= Dave Moutrey =

British arts administrator

Dave Moutrey is a British arts administrator. Since March 2024 he has been Director of Culture and Creative Industries for Manchester City Council, responsible for implementing the council's cultural strategy.

In July 2010 Moutrey was awarded an Honorary Doctorate by the University of Salford in recognition of his decades of work supporting young people’s entry into the arts and socially engaged arts practice. In June 2022 he was awarded an OBE in the Queen’s Platinum Jubilee Honours list for services to culture especially during Covid.

He is a BAFTA member, a Fellow of the RSA and a member of the Chartered Management Institute.

==Career==
Previously, he was Director and Chief Executive of HOME, the Manchester centre for international contemporary arts, theatre and film which opened in 2015 formed by the merger of Cornerhouse and the Library Theatre Company. At that time Dave was also Director of Culture for the City of Manchester, a role that he performed concurrently with his position as Director and CEO of HOME.

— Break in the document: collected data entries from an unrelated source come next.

PR #1181, opened 2019-11-05
Add post-publish hook for manifest and bundle for expo-ota.

mczernek:
We need to include manifest and bundle in both ios and android app archives, to access them in runtime.

However, I am not sure how this interfere with current updates available in standalone and detached apps. Maybe we should opt for new key in manifest, instead of already used "updates"?

### DIFF
--- a/packages/xdl/src/Project.ts
+++ b/packages/xdl/src/Project.ts
@@ -291,9 +291,9 @@ async function _resolveManifestAssets(
 ) {
   try {
     // Asset fields that the user has set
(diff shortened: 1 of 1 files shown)


brentvatne:
rebased this and force pushed

brentvatne:
as far as i understand we are waiting on this pr for other parts of expo-ota to be ready, so i just added a label to indicate that. let me know if i'm wrong and if i am needed for anything

brentvatne:
@esamelson - we will probably need something like this in the future for expo-updates, but i'm going to close this for now since the expo-ota has been closed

Moutrey was Chief Executive of Arts About Manchester from 1990-1998, before joining Cornerhouse as Chief Executive and Director; prior to these roles, Moutrey was the manager of the Abraham Moss Theatre.

In 2016 Moutrey joined the British Council Arts Advisory Group for 6 years and the Board of the Traverse Theatre in Edinburgh in 2017. In early 2022 he was appointed Chair of the Theatres Trust.

He is also a qualified drama teacher and a strong advocate for the importance of the arts in education and wider society. He also stated in an interview that he'd like to take theatre pioneer and suffragette Annie Horniman for a pie and a pint. When asked why he does what he does, he stated that 'I do enjoy it, I believe it has a purpose [...] there is no better drug than seeing an audience of one or thousands have their lives changed in some very small way by an artwork that you have helped create the space for'.